This function computes the Cox Model based on sPLSR components computed model with

  • as the response: the Residuals of a Cox-Model fitted with no covariate

  • as explanatory variables: Xplan.

It uses the package spls to perform the first step in SPLSR then mixOmics to perform PLSR step fit.

coxsplsDR(Xplan, ...)

# S3 method for default
coxsplsDR(
  Xplan,
  time,
  time2,
  event,
  type,
  origin,
  typeres = "deviance",
  collapse,
  weighted,
  scaleX = TRUE,
  scaleY = TRUE,
  ncomp = min(7, ncol(Xplan)),
  modepls = "regression",
  plot = FALSE,
  allres = FALSE,
  eta = 0.5,
  trace = FALSE,
  ...
)

# S3 method for formula
coxsplsDR(
  Xplan,
  time,
  time2,
  event,
  type,
  origin,
  typeres = "deviance",
  collapse,
  weighted,
  scaleX = TRUE,
  scaleY = TRUE,
  ncomp = min(7, ncol(Xplan)),
  modepls = "regression",
  plot = FALSE,
  allres = FALSE,
  dataXplan = NULL,
  subset,
  weights,
  model_frame = FALSE,
  eta = 0.5,
  trace = FALSE,
  ...
)

Arguments

Xplan

a formula or a matrix with the eXplanatory variables (training) dataset

...

Arguments to be passed on to survival::coxph.

time

for right censored data, this is the follow up time. For interval data, the first argument is the starting time for the interval.

time2

The status indicator, normally 0=alive, 1=dead. Other choices are TRUE/FALSE (TRUE = death) or 1/2 (2=death). For interval censored data, the status indicator is 0=right censored, 1=event at time, 2=left censored, 3=interval censored. Although unusual, the event indicator can be omitted, in which case all subjects are assumed to have an event.

event

ending time of the interval for interval censored or counting process data only. Intervals are assumed to be open on the left and closed on the right, (start, end]. For counting process data, event indicates whether an event occurred at the end of the interval.

type

character string specifying the type of censoring. Possible values are "right", "left", "counting", "interval", or "interval2". The default is "right" or "counting" depending on whether the time2 argument is absent or present, respectively.

origin

for counting process data, the hazard function origin. This option was intended to be used in conjunction with a model containing time dependent strata in order to align the subjects properly when they cross over from one strata to another, but it has rarely proven useful.

typeres

character string indicating the type of residual desired.
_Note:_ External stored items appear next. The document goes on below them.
PR #492, opened 2024-07-17
ACS-8351 Create agents avatar endpoint with mocked response.

aonych:
As per title.

### DIFF
--- a/hxinsight-extension/src/main/java/org/alfresco/hxi_connector/hxi_extension/rest/api/AvatarRelation.java
+++ b/hxinsight-extension/src/main/java/org/alfresco/hxi_connector/hxi_extension/rest/api/AvatarRelation.java
@@ -26,6 +26,7 @@
 package org.alfresco.hxi_connector.hxi_extension.rest.api;
 
 import java.io.File;
+import java.io.IOException;
 import java.io.InputStream;
 import java.net.URI;
 import java.net.http.HttpClient;
@@ -58,6 +59,7 @@ public class AvatarRelation implements RelationshipResourceAction.ReadById<Binar
     {
         if (!avatarId.equals("-default-"))
         {
+            log.info("Avatar id is different than -default-");
             throw new NotFoundException(String.format("Avatar with id=%s not found", avatarId));
         }
 
@@ -77,9 +79,15 @@ public class AvatarRelation implements RelationshipResourceAction.ReadById<Binar
             File file = TempFileProvider.createTempFile(httpResponse.body(), "RenditionsApi-", ".png");
             return new FileBinaryResource(file, null);
         }
+        catch (IOException | InterruptedException e)
+        {
+            log.error("Error getting avatar image.", e);
+            throw new NotFoundException("Avatar image not found.");
+        }
         catch (Exception e)
         {
-            throw new RuntimeException(e);
+            log.error("Failed to create temp file.", e);
+            throw new RuntimeException("Failed to create avatar temp file.", e);
         }
     }
 
--- a/hxinsight-extension/src/main/java/org/alfresco/hxi_connector/hxi_extension/rest/api/AvatarRelation.java
+++ b/hxinsight-extension/src/main/java/org/alfresco/hxi_connector/hxi_extension/rest/api/AvatarRelation.java
@@ -36,6 +36,7 @@ import java.net.http.HttpResponse;
 import lombok.AllArgsConstructor;
 import lombok.extern.slf4j.Slf4j;
 
+import org.alfresco.hxi_connector.hxi_extension.rest.api.exception.AgentAvatarException;
 import org.alfresco.rest.framework.WebApiDescription;
 import org.alfresco.rest.framework.core.exceptions.NotFoundException;
 import org.alfresco.rest.framework.core.exceptions.RelationshipResourceNotFoundException;
@@ -87,7 +88,7 @@ public class AvatarRelation implements RelationshipResourceAction.ReadById<Binar
         catch (Exception e)
         {
             log.error("Failed to create temp file.", e);
-            throw new RuntimeException("Failed to create avatar temp file.", e);
+            throw new AgentAvatarException("Failed to create avatar temp file.");
         }
     }
 
--- a/hxinsight-extension/src/main/java/org/alfresco/hxi_connector/hxi_extension/rest/api/AvatarRelation.java
+++ b/hxinsight-extension/src/main/java/org/alfresco/hxi_connector/hxi_extension/rest/api/AvatarRelation.java
@@ -1,0 +1,86 @@
+/*
+ * #%L
+ * Alfresco HX Insight Connector
+ * %%
+ * Copyright (C) 2023 - 2024 Alfresco Software Limited
+ * %%
+ * This file is part of the Alfresco software.
+ * If the software was purchased under a paid Alfresco license, the terms of
+ * the paid license agreement will prevail.  Otherwise, the software is
+ * provided under the following open source license terms:
+ *
+ * Alfresco is free software: you can redistribute it and/or modify
+ * it under the terms of the GNU Lesser General Public License as published by
+ * the Free Software Foundation, either version 3 of the License, or
+ * (at your option) any later version.
+ *
+ * Alfresco is distributed in the hope that it will be useful,
+ * but WITHOUT ANY WARRANTY; without even the implied warranty of
+ * MERCHANTABILITY or FITNESS FOR A PARTICULAR PURPOSE.  See the
+ * GNU Lesser General Public License for more details.
+ *
+ * You should have received a copy of the GNU Lesser General Public License
+ * along with Alfresco. If not, see <http://www.gnu.org/licenses/>.
+ * #L%
+ */
+package org.alfresco.hxi_connector.hxi_extension.rest.api;
+
+import java.io.File;
+import java.io.InputStream;
+import java.net.URI;
+import java.net.http.HttpClient;
+import java.net.http.HttpRequest;
+import java.net.http.HttpResponse;
+
+import lombok.AllArgsConstructor;
+import lombok.extern.slf4j.Slf4j;
+
+import org.alfresco.rest.framework.WebApiDescription;
+import org.alfresco.rest.framework.core.exceptions.NotFoundException;
+import org.alfresco.rest.framework.core.exceptions.RelationshipResourceNotFoundException;
+import org.alfresco.rest.framework.resource.RelationshipResource;
+import org.alfresco.rest.framework.resource.actions.interfaces.RelationshipResourceAction;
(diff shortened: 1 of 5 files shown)


hxinsight-extension/src/main/java/org/alfresco/hxi_connector/hxi_extension/service/config/HxInsightClientConfig.java
```diff
@@ -42,5 +43,6 @@ public HxInsightClientConfig(@NotBlank String baseUrl)
         this.agentUrl = baseUrl + "/v1/agents";
         this.questionUrl = baseUrl + "/v1/questions";
         this.answerUrl = questionUrl + "/%s/answer";
+        this.avatarUrl = agentUrl + "/%s/avatars";
```
tpage-alfresco, line 46: Given this was previously set differently then is it actually being used? Can we just delete this entry?

hxinsight-extension/src/main/java/org/alfresco/hxi_connector/hxi_extension/rest/api/AvatarRelation.java
```diff
@@ -0,0 +1,86 @@
...
+import org.alfresco.rest.framework.core.exceptions.NotFoundException;
+import org.alfresco.rest.framework.core.exceptions.RelationshipResourceNotFoundException;
+import org.alfresco.rest.framework.resource.RelationshipResource;
+import org.alfresco.rest.framework.resource.actions.interfaces.RelationshipResourceAction;
+import org.alfresco.rest.framework.resource.content.BinaryResource;
+import org.alfresco.rest.framework.resource.content.FileBinaryResource;
+import org.alfresco.rest.framework.resource.parameters.Parameters;
+import org.alfresco.util.TempFileProvider;
+
+@Slf4j
```
tpage-alfresco, line 48: There's currently no logging that I can see. I suggest adding something at trace or debug.

hxinsight-extension/src/main/java/org/alfresco/hxi_connector/hxi_extension/rest/api/AvatarRelation.java
```diff
@@ -0,0 +1,86 @@
...
+                .GET()
+                .build();
+
+        try
+        {
+            HttpResponse<InputStream> httpResponse = client.send(request, HttpResponse.BodyHandlers.ofInputStream());
+            File file = TempFileProvider.createTempFile(httpResponse.body(), "RenditionsApi-", ".png");
+            return new FileBinaryResource(file, null);
+        }
+        catch (Exception e)
```
tpage-alfresco, line 80: Please can we list the checked exceptions here. I assume they're all to do with IO? We can then convert the checked exceptions into the correct exceptions so that they return the right status code (e.g. in the future we will want to return a status code from Hx Insight).

hxinsight-extension/src/main/java/org/alfresco/hxi_connector/hxi_extension/rest/api/AvatarRelation.java
```diff
@@ -0,0 +1,86 @@
...
+@RelationshipResource(name = "avatars", title = "Avatars of agents", entityResource = AgentsEntityResource.class)
+public class AvatarRelation implements RelationshipResourceAction.ReadById<BinaryResource>
+{
+    private HttpClient client;
+
+    @Override
+    @WebApiDescription(title = "Get Agent Avatar image")
+    public BinaryResource readById(String agentId, String avatarId, Parameters parameters) throws RelationshipResourceNotFoundException
+    {
+        if (!avatarId.equals("-default-"))
```
tpage-alfresco, line 59: There's not a huge amount to unit test in this PR, but I think this is something that we could add a test for.

tpage-alfresco (changes requested):
Great that you've been able to get up to speed with the project so quickly. A few changes to make and then I think we can move on to interacting with the Hx Insight API.

hxinsight-extension/src/test/java/org/alfresco/hxi_connector/hxi_extension/rest/api/AvatarRelationTest.java
```diff
@@ -0,0 +1,68 @@
...
+    }
+
+    @Test
+    public void shouldReturnAvatarForDefaultId()
+    {
+        // given
+        String avatarId = "-default-";
+
+        // when
+        BinaryResource binaryResource = avatarRelation.readById(AGENT_ID, avatarId, null);
```
tpage-alfresco, line 62: This unit test will fail if Wikipedia goes offline. Probably not very likely, but I don't like the test depending on an external resource like that. IMO it's fine to either delete the test for now, or extract the downloading code and use a mock in this test. I prefer the second option.

hxinsight-extension/src/main/java/org/alfresco/hxi_connector/hxi_extension/rest/api/AvatarRelation.java
```diff
@@ -0,0 +1,95 @@
...
+        try
+        {
+            HttpResponse<InputStream> httpResponse = client.send(request, HttpResponse.BodyHandlers.ofInputStream());
+            File file = TempFileProvider.createTempFile(httpResponse.body(), "RenditionsApi-", ".png");
+            return new FileBinaryResource(file, null);
+        }
+        catch (IOException | InterruptedException e)
+        {
+            log.error("Error getting avatar image.", e);
+            throw new AgentAvatarException("Avatar image cannot be received.", e);
```
tpage-alfresco, line 86: The last time we discussed this in the team we agreed upon 503 for this issue:
```
throw new WebScriptException(SC_SERVICE_UNAVAILABLE, "Failed to ask question", e);
```

I noticed that we have no consistency over it at the moment though, so I'll create a ticket to fix it in all endpoints.

tpage-alfresco: More generally it would be better to put this code in `HxInsightClient`. Have a look at what we're doing for the other endpoints.

hxinsight-extension/src/main/java/org/alfresco/hxi_connector/hxi_extension/rest/api/AvatarRelation.java
```diff
@@ -0,0 +1,95 @@
...
+        HttpRequest request = HttpRequest.newBuilder()
+                .uri(URI.create("https://www.wikipedia.org/portal/wikipedia.org/assets/img/Wikipedia-logo-v2@2x.png"))
+                .GET()
+                .build();
+
+        try
+        {
+            HttpResponse<InputStream> httpResponse = client.send(request, HttpResponse.BodyHandlers.ofInputStream());
+            File file = TempFileProvider.createTempFile(httpResponse.body(), "RenditionsApi-", ".png");
+            return new FileBinaryResource(file, null);
```
Pawel-608, line 81: is it necessary to first write response to file and then read it?

hxinsight-extension/src/main/java/org/alfresco/hxi_connector/hxi_extension/rest/api/AvatarRelation.java
```diff
@@ -0,0 +1,95 @@
...
+    {
+        HttpRequest request = HttpRequest.newBuilder()
+                .uri(URI.create("https://www.wikipedia.org/portal/wikipedia.org/assets/img/Wikipedia-logo-v2@2x.png"))
+                .GET()
+                .build();
+
+        try
+        {
+            HttpResponse<InputStream> httpResponse = client.send(request, HttpResponse.BodyHandlers.ofInputStream());
+            File file = TempFileProvider.createTempFile(httpResponse.body(), "RenditionsApi-", ".png");
```
krdabrowski, line 80: Should we verify content type of received file, or we don't care and expect that HxI will always send a PNG? 🤔

hxinsight-extension/src/main/java/org/alfresco/hxi_connector/hxi_extension/service/config/HxInsightClientConfig.java
aonych: Deleted 👍

hxinsight-extension/src/main/java/org/alfresco/hxi_connector/hxi_extension/rest/api/AvatarRelation.java
aonych: To be honest, this is just a sample method to test if the API will work with BinaryResource and if it will return an image instead of json. I want to get a green light from you first if the API looks good to start working on the logic part. 😃

hxinsight-extension/src/main/java/org/alfresco/hxi_connector/hxi_extension/rest/api/AvatarRelation.java
aonych: Same as above 😄

krdabrowski: Ok, in this case LGTM

krdabrowski (approved):

hxinsight-extension/src/main/java/org/alfresco/hxi_connector/hxi_extension/rest/api/AvatarRelation.java
Pawel-608: but we won't merge it like that🤞?

tpage-alfresco: I think this is fine to merge at the moment. It's going to need this code replacing and extracting to the `HxInsightClient` and we also need to add auth. Then we'll need an e2e test too.

tpage-alfresco (approved):
LGTM. @aonych Would you like me to create some subtasks for the ticket or are you happy you know what you need to do?

dsibilio (approved):

aonych:
> LGTM. @aonych Would you like me to create some subtasks for the ticket or are you happy you know what you need to do?

@tpage-alfresco It would be great!

hxinsight-extension/src/test/java/org/alfresco/hxi_connector/hxi_extension/rest/api/AvatarRelationTest.java
aonych: Updated.

hxinsight-extension/src/main/java/org/alfresco/hxi_connector/hxi_extension/rest/api/AvatarRelation.java
aonych: Updated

Possible values are "martingale", "deviance", "score", "schoenfeld", "dfbeta", "dfbetas", and "scaledsch". Only enough of the string to determine a unique match is required.

collapse

vector indicating which rows to collapse (sum) over. In time-dependent models more than one row data can pertain to a single individual. If there were 4 individuals represented by 3, 1, 2 and 4 rows of data respectively, then collapse=c(1,1,1,2,3,3,4,4,4,4) could be used to obtain per subject rather than per observation residuals.

weighted

if TRUE and the model was fit with case weights, then the weighted residuals are returned.

scaleX

Should the Xplan columns be standardized ?

scaleY

Should the time values be standardized ?

ncomp

The number of components to include in the model. The number of components to fit is specified with the argument ncomp. It this is not supplied, the maximal number of components is used.

modepls

character string. What type of algorithm to use, (partially) matching one of "regression", "canonical", "invariant" or "classic". See pls for details

plot

Should the survival function be plotted ?)

allres

FALSE to return only the Cox model and TRUE for additionnal results. See details. Defaults to FALSE.

eta

Thresholding parameter. eta should be between 0 and 1.

trace

Print out the progress of variable selection?

dataXplan

an optional data frame, list or environment (or object coercible by as.data.frame to a data frame) containing the variables in the model. If not found in dataXplan, the variables are taken from environment(Xplan), typically the environment from which coxsplsDR is called.

subset

an optional vector specifying a subset of observations to be used in the fitting process.

weights

an optional vector of 'prior weights' to be used in the fitting process. Should be NULL or a numeric vector.

model_frame

If TRUE, the model frame is returned.

Value

If allres=FALSE :

cox_splsDR

Final Cox-model.

If allres=TRUE :
tt_splsDR

sPLSR components.

cox_splsDR

Final Cox-model.

splsDR_mod

The sPLSR model.

Details

If allres=FALSE returns only the final Cox-model. If allres=TRUE returns a list with the sPLS components, the final Cox-model and the sPLSR model. allres=TRUE is useful for evluating model prediction accuracy on a test sample.

References

plsRcox, Cox-Models in a high dimensional setting in R, Frederic Bertrand, Philippe Bastien, Nicolas Meyer and Myriam Maumy-Bertrand (2014). Proceedings of User2014!, Los Angeles, page 152.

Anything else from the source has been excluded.